Não obstante, nenhuma das sociedades citadas tem insistido tão firmemente, na inadmissibilidade de intervenção de outros países nos seus assuntos internos ou defendido tão veementemente a aplicabilidade universal de seus valores, como tem feito os Estados Unidos. Nenhuma nação tem sido tão pragmática na sua conduta diplomática quotidiana ou tão ideológica na perseguição das suas convicções morais históricas como os tem sido os Estados Unidos. Nenhum país tem sido tão relutante em comprometer-se no estrangeiro, mesmo ao empreender alianças e acordos sem precedentes, como eles tem sido.

99 Passim.

100 CASSIRRER, Op. cit. p. 186

As particularidades adquiridas pelos Estados Unidos, ao longo da sua história, produziram duas atitudes – relativas à política externa – contraditórias. A primeira é a de que a América cumpre melhor os seus valores aperfeiçoando a democracia interna, atuando, ao mesmo tempo, como guia do resto da humanidade; a segunda é a de que os valores americanos impõem à América uma obrigação de cruzada por todo o mundo. Dividido entre a nostalgia de um passado primitivo e a aspiração a um futuro perfeito o pensamento americano tem oscilado entre o isolacionismo e o intervencionismo, embora, desde a Segunda Guerra Mundial, estas duas realidades tenham permanecido predominantemente interligadas.

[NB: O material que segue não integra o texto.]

PR #538, opened 2022-12-05
Launch nodeos instances per configuration, unsharing the network first.

jgiszczak:
Also adds all of the unimplemented features required to use the Python launcher in place of the C++ launcher.

### Documentation for developers
To debug a cluster which has been left running, use:
```bash
sudo nsenter -n -t <nodeos-process-id>
```
Once in a shell running in the network namespace, cleos commands to access the cluster will work as usual.
An easy way to find the appropriate process id is:
```bash
lsns -t net
```


spoonincode:
What tests currently use this code path? I would not have expected it to work at all without migrating the container to be `--privileged`, nor for many other tests without (effectively) `ip link set lo0 up`, neither of which I see here on a cursory look.

Also, once getting to main, an appropriate fallback needs to be in place for when the ability to unshare fails (either due to lack of it, or due to permissions).

tests/launcher.py
```diff
@@ -479,6 +488,58 @@ def make_mesh(self):
...
+        eosdcmd.append(str(instance.config_dir_name))
+        eosdcmd.append('--data-dir')
+        eosdcmd.append(str(instance.data_dir_name))
+        eosdcmd.append('--genesis-json')
+        eosdcmd.append(f'{instance.config_dir_name}/genesis.json')
+        if self.args.timestamp:
+            eosdcmd.append('--genesis-timestamp')
+            eosdcmd.append(self.args.timestamp)
+
+        if 'eosio::history_api_plugin' in eosdcmd and 'eosio::trace_api_plugin' in eosdcmd:
```
ClaytonCalabrese, line 517: Is this for backward compatibility, or why are we referencing the history plugin?

jgiszczak: Yes, that's backwards compatibility code preserved from `main`.

jgiszczak:
@spoonincode No tests currently use this method of launching a cluster.  This is a step along the path toward that end.  I don't expect that `--privileged` will be necessary, as it is remapping the unprivileged user by default, so it runs without root.  It does still need to enable local loopback.

ClaytonCalabrese (approved):

spoonincode:
All tests are run in a docker container. Docker does not allow userns by default.
```
$ docker run --rm -it ubuntu:focal
root@88014cbb1b2b:/# unshare -n -r
unshare: unshare failed: Operation not permitted
```

tests/launcher.py
```diff
@@ -538,6 +540,9 @@ def launch(self, instance: nodeDefinition):
 
     def start_all(self):
         unshare(CLONE_NEWNET)
+        for index, name in socket.if_nameindex():
+            if getInterfaceFlags(name) & IFF_LOOPBACK:
+                os.system(f'ip link set {name} up')
```
spoonincode, line 545: This adds a new dependency to run the tests. Need to update the documentation or (preferably) just do the ioctl here to up the interface.

jgiszczak: The `iproute` or `iproute2` package containing `ip` has been a dependency of `ubuntu-minimal` for over a decade and Ubuntu doesn't run without it.  It's not a dependency that needs to be explicit in application packages.

spoonincode: If the code in this PR was actually used you'd see it won't even work in CI right now since `iproute2` is _not_ included in ubuntu's official docker image, nor is it indirectly included after installing 300+ dep packages we use for building.

ex, ubuntu22 image used on main:
```
$ docker run --rm -it ghcr.io/antelopeio/builders:75cd0fb7364b148e5d0a663ca8f4aed434571489a69dd228628732f8a8ef2a49
Unable to find image 'ghcr.io/antelopeio/builders:75cd0fb7364b148e5d0a663ca8f4aed434571489a69dd228628732f8a8ef2a49' locally
75cd0fb7364b148e5d0a663ca8f4aed434571489a69dd228628732f8a8ef2a49: Pulling from antelopeio/builders
e96e057aae67: Pull complete
faf78f8066b7: Pull complete
Digest: sha256:fa291238c1cb85d37c6f8c374de55e05a1766332f0af182204cb1b7007b05809
Status: Downloaded newer image for ghcr.io/antelopeio/builders:75cd0fb7364b148e5d0a663ca8f4aed434571489a69dd228628732f8a8ef2a49
root@a2f548020b32:/# ip
bash: ip: command not found
```

But really you should just do the ioctl yourself instead of adding a new dependency since it's straightforward to do the ioctl.

jgiszczak: And if you try `/sbin/ip`?

jgiszczak: Unbelievable.  It doesn't.

Whatever.  I already pushed a change to directly calling ioctl.

spoonincode:
```
$ docker run --rm -it ghcr.io/antelopeio/builders:75cd0fb7364b148e5d0a663ca8f4aed434571489a69dd228628732f8a8ef2a49
root@ca9038f4d6ea:/# /sbin/ip
bash: /sbin/ip: No such file or directory
```

.github/workflows/build.yaml
```diff
@@ -121,6 +121,7 @@ jobs:
         platform: [ubuntu20, ubuntu22]
     runs-on: ["self-hosted", "enf-x86-hightier"]
     container: ${{fromJSON(needs.d.outputs.p)[matrix.platform].image}}
+      options: --privileged
```
spoonincode, line 124: The documentation and example on how to do this is at https://docs.github.com/en/actions/using-workflows/workflow-syntax-for-github-actions#jobsjob_idcontainer

It's something like
```yaml
container:
  image: ${{fromJSON(needs.d.outputs.p)[matrix.platform].image}}
  options: --privileged
```

.github/workflows/build.yaml
```diff
@@ -157,6 +158,7 @@ jobs:
         uses: ./.github/actions/parallel-ctest-containers
         with:
           container: ${{fromJSON(needs.d.outputs.p)[matrix.platform].image}}
+          options: --privileged
```
spoonincode, line 161: This is a noop. `parallel-ctest-containers` is a custom action that runs all these non-parallel tests in parallel by launching a bunch of docker containers. I'm not sure what the status of the current support for running the tests in parallel now is.

**If tests can be run in parallel:**
You should remove usage of `parallel-ctest-containers` and fold together Tests & NP Tests. You will need to do some other upkeep to ensure logs continue to be uploaded properly on failed tests, etc.

**If tests cannot be run in parallel:**
You need to add `--privileged` to the `parallel-ctest-containers` impl where it launches docker containers
https://github.com/AntelopeIO/leap/blob/c36f68d00bc397b55a8d9a2479b5290d513d19f0/.github/actions/parallel-ctest-containers/main.mjs#L31

.github/workflows/build.yaml
jgiszczak: It seems to be accepting this format, then not honoring it.

.github/actions/parallel-ctest-containers/main.mjs
```diff
@@ -12,7 +12,7 @@ const log_tarball_prefix = core.getInput('log-tarball-prefix', {required: true})
 const tests_label = core.getInput('tests-label', {required: true});
 
 try {
-   if(child_process.spawnSync("docker", ["run", "--name", "base", "-v", `${process.cwd()}/build.tar.zst:/build.tar.zst`, "--workdir", "/__w/leap/leap", container, "sh", "-c", "zstdcat /build.tar.zst | tar x"], {stdio:"inherit"}).status)
+   if(child_process.spawnSync("docker", ["run", "--privileged", "--name", "base", "-v", `${process.cwd()}/build.tar.zst:/build.tar.zst`, "--workdir", "/__w/leap/leap", container, "sh", "-c", "zstdcat /build.tar.zst | tar x"], {stdio:"inherit"}).status)
```
spoonincode, line 15: you'll need to regenerate the [dist/index.mjs](https://github.com/AntelopeIO/leap/blob/main/.github/actions/parallel-ctest-containers/dist/index.mjs) it seems I failed to document this well anywhere; probably because I didn't think we'd still be using it still.

```
cd .github/actions/parallel-ctest-containers
npm ci
# stay in parallel-ctest-containers directory
./node_modules/.bin/ncc build main.mjs --minify
```

I _hope_ this ends up with an dist/index.mjs that has just this minimal change in it for you -- I really hope it regenerates this minified version reproducibly/deterministically for you. If it's a huge change maybe don't commit it: I kinda hate to continue to bloat the repo with this large file  which ultimately we'll be removing. Worst case we can manually modify the dist/index.mjs with this ~dozen character change if it comes to it.

jgiszczak: Due to the minification, the diff is very large.  Something more than half the file.  Should I commit it or try to unravel the minification?

spoonincode: oof, that's a major bummer. I'm no JS dep expert, but I was hopeful that by having the package lock committed others would get the same versions of everything ergo the recreation of the amalgamation (minified or not) would be reproducible.

You can either
* just commit the big blob diff (kinda yucky), or
* just manually modify the one line in the big blob diff to add that `"--privileged", ` change. (not really so bad to just fine that one line in the file and change it, just a wee bit of work

oschwaldp-oci (approved):

oschwaldp-oci (approved):

ClaytonCalabrese (changes requested):

tests/TestHarness/Cluster.py
```diff
@@ -439,6 +473,7 @@ def connectGroup(group, producerNodes, bridgeNodes) :
             self.unstartedNodes=self.discoverUnstartedLocalNodes(unstartedNodes, totalNodes)
 
         biosNode=self.discoverBiosNode(timeout=Utils.systemWaitTimeout)
+
```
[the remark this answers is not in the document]
jgiszczak: Looks like an unintentional leak.  I'll remove it.

tests/TestHarness/Cluster.py
```diff
@@ -262,17 +259,15 @@ def launch(self, pnodes=1, unstartedNodes=0, totalNodes=1, prodCount=1, topo="me
...
+        loggingLevelDictString = json.dumps(self.loggingLevelDict, separators=(',', ':'))
+        cmd="%s -p %s -n %s -d %s -i %s -f %s --unstarted-nodes %s --logging-level %s --logging-level-map %s" % (
+            "python3 tests/launcher.py", pnodes, totalNodes, delay, datetime.datetime.utcnow().strftime("%Y-%m-%dT%H:%M:%S.%f")[:-3],
+            producerFlag, unstartedNodes, self.loggingLevel, loggingLevelDictString)
         cmdArr=cmd.split()
         if self.staging:
             cmdArr.append("--nogen")
 
-        nodeosArgs="--max-transaction-time -1 --abi-serializer-max-time-ms 990000 --p2p-max-nodes-per-host %d --max-clients %d" % (maximumP2pPerHost, maximumClients)
+        nodeosArgs="--resource-monitor-not-shutdown-on-threshold-exceeded --max-transaction-time -1 --abi-serializer-max-time-ms 990000 --p2p-max-nodes-per-host %d --max-clients %d" % (maximumP2pPerHost, maximumClients)
```
ClaytonCalabrese, line 270: @heifner  If I remember right I added this at some point and we removed it. Is that correct, or are we okay with it now?

tests/TestHarness/Cluster.py
```diff
@@ -486,6 +481,7 @@ def connectGroup(group, producerNodes, bridgeNodes) :
             return False
 
         startedNodes=totalNodes-unstartedNodes
+        self.nodes=list(range(startedNodes)) # placeholder for cleanup purposes only
```
ClaytonCalabrese, line 484: Is this a TODO for this PR or for later down the line?

ClaytonCalabrese (changes requested):

tests/TestHarness/Cluster.py
jgiszczak: That's a merge error.  The line was removed and the merge put it back.  It's nonsense that doesn't work.

tests/launcher.py
```diff
@@ -40,7 +60,7 @@ class nodeDefinition:
     base_p2p_port: ClassVar[int] = 9876
     base_http_port: ClassVar[int] = 8888
     #file_size: int
-    instance_name: str = field(init=False, repr=False)
+    #instance_name: str = field(init=False, repr=False)
```
oschwaldp-oci, line 63: Is there a future plan to reintroduce this, or should it just be deleted?

tests/launcher.py
```diff
@@ -478,7 +539,139 @@ def make_mesh(self):
...
+                        self.terminate_wait_pid(pid, raise_if_missing=False)
+                    self.launch(node)
+
+    def down(self, nodeNumbers):
+        for num in nodeNumbers:
+            for node in self.network.nodes.values():
+                if self.network.name + num == node.name:
+                    with open(node.data_dir_name / f'{Utils.EosServerName}.pid', 'r') as f:
+                        pid = int(f.readline())
+                        self.terminate_wait_pid(pid)
```
oschwaldp-oci, line 641: Would it be useful to have some debug logging in `bounce` and `down`?

tests/launcher.py
```diff
@@ -478,7 +539,139 @@ def make_mesh(self):
...
+                        f.write(f'biosport={biosport}\n')
+                    elif 'prodkeys' in line:
+                        for node in self.network.nodes.values():
+                            f.write(f'wcmd import -n ignition --private-key {node.keys[0].privkey}\n')
+                    elif 'cacmd' in line:
+                        for node in self.network.nodes.values():
+                            if node.producers and node.producers[0] == 'eosio':
+                                continue
+                            for producer in node.producers:
+                                f.write(f'cacmd {producer} {node.keys[0].pubkey} {node.keys[0].pubkey}\n')
```
oschwaldp-oci, line 672: are both of these supposed to be `pubkey` or is one supposed to be `privkey`?

oschwaldp-oci (changes requested):

tests/TestHarness/Cluster.py
ClaytonCalabrese: https://github.com/AntelopeIO/leap/commit/25768770c3f56484ee3fe34c1d13739da95408da

ClaytonCalabrese: Following a discussion, this should be put behind a version check but is otherwise fine.

tests/launcher.py
jgiszczak: I imitated what the C++ code was doing.  Turns out the second key was never used in the script, so I eliminated it.

tests/launcher.py
jgiszczak: Added.

tests/launcher.py
jgiszczak: Deleted this and numerous other bits of commented code and cruft.

oschwaldp-oci (changes requested):

tests/performance_tests/performance_test_basic.py
```diff
@@ -458,7 +458,7 @@ def main():
     extraNodeosHttpPluginArgs = PerformanceBasicTest.ClusterConfig.ExtraNodeosArgs.ExtraNodeosHttpPluginArgs(httpMaxResponseTimeMs=args.http_max_response_time_ms)
     extraNodeosArgs = PerformanceBasicTest.ClusterConfig.ExtraNodeosArgs(chainPluginArgs=extraNodeosChainPluginArgs, httpPluginArgs=extraNodeosHttpPluginArgs, producerPluginArgs=extraNodeosProducerPluginArgs)
 
-    testClusterConfig = PerformanceBasicTest.ClusterConfig(pnodes=args.p, totalNodes=args.n, topo=args.s, genesisPath=args.genesis, prodsEnableTraceApi=args.prods_enable_trace_api, extraNodeosArgs=extraNodeosArgs, nodeosVers=Utils.getNodeosVersion().split('.')[0])
+    testClusterConfig = PerformanceBasicTest.ClusterConfig(pnodes=args.p, totalNodes=args.n, topo=args.s, genesisPath=args.genesis, prodsEnableTraceApi=args.prods_enable_trace_api, extraNodeosArgs=extraNodeosArgs)
```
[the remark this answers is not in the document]
jgiszczak: Restored in [837a5761](https://github.com/AntelopeIO/leap/pull/538/commits/837a5761f15d8af38cfb8bd85618a6406f05a13a), though with modifications.

tests/TestHarness/Node.py
```diff
@@ -47,21 +43,38 @@ def __init__(self, host, port, nodeId, pid=None, cmd=None, walletMgr=None, nodeo
...
+        while info == None:
+            time.sleep(0.5)
+            info = self.getInfo(silentErrors=True)
+            if datetime.now() > timeout:
+                break
+        else:
+            self.configureVersion(info)
+
+    def configureVersion(self, info):
+        self.nodeosVers=info["server_version_string"]
```
oschwaldp-oci, line 60: We should probably have some exceptional or graceful handling of the timeout scenario so that either we have a way to handle in `info` is still `None` and just default to the `else` in `configureVersion` or else raise an exception from `pollVersion` instead of waiting to try to access `info` in `configureVersion`.

tests/TestHarness/Cluster.py
jgiszczak: Removed again, due to the overhead of creating a test.

tests/TestHarness/Node.py
jgiszczak: Added in [27d1430a](https://github.com/AntelopeIO/leap/pull/538/commits/27d1430af550ff6c3d66672baf7d4917368a30e9).

tests/CMakeLists.txt
```diff
@@ -226,7 +222,6 @@ set_tests_properties(http_plugin_test PROPERTIES TIMEOUT 100)
 set_property(TEST http_plugin_test PROPERTY LABELS nonparallelizable_tests)
 
 add_test(NAME plugin_http_api_test COMMAND tests/plugin_http_api_test.py WORKING_DIRECTORY ${CMAKE_BINARY_DIR})
-set_tests_properties(plugin_http_api_test PROPERTIES TIMEOUT 40)
```
oschwaldp-oci, line 229: I'm not sure the `TIMEOUT` should be completely removed.  I'd be okay with increasing the timeout a bit if it is requiring more time after some changes, but prefer not giving the test carte blanche to run forever.

oschwaldp-oci (changes requested):

oschwaldp-oci (approved):

oschwaldp-oci (approved):

ClaytonCalabrese (approved):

Embora, uma análise a respeito das abordagens da política internacional dos Estados Unidos da América desde o final do século XIX ao começo do século XX conduz à crença de que as posições assumidas por esta nação, uma postura isolacionista e outra missionária, seriam aparentemente contraditórias. Muitos autores afirmam suas qualidades:

a de que os Estados Unidos possuíam o melhor sistema governativo do mundo e o resto da humanidade podia alcançar a paz e a prosperidade abandonando a diplomacia tradicional e adotando o respeito da América pelo direito internacional e pela democracia102.

Ambas as escolas de pensamento – a da América como guia e a da América como missionaria – consideram normal uma ordem global internacional baseada na democracia, no comércio livre e no direito internacional. Por nunca ter existido um sistema com essas características, a evocação desses pensamentos parece, frequentemente, aos olhos das outras nações como sendo uma perspectiva utópica e, muitas vezes, também ingênua.

No entanto, o cepticismo estrangeiro nunca ofuscou o idealismo de Woodrow Wilson, de Franklin Roosevelt, de Ronald Reagan ou mesmo de todos os outros presidentes do século XX. Se essas três visões têm alguma influência, essa foi a de estimular a crença americana de que a história pode ser ultrapassada e de que é necessário aplicar os preceitos morais da América se o mundo aspira realmente a alcançar a paz103.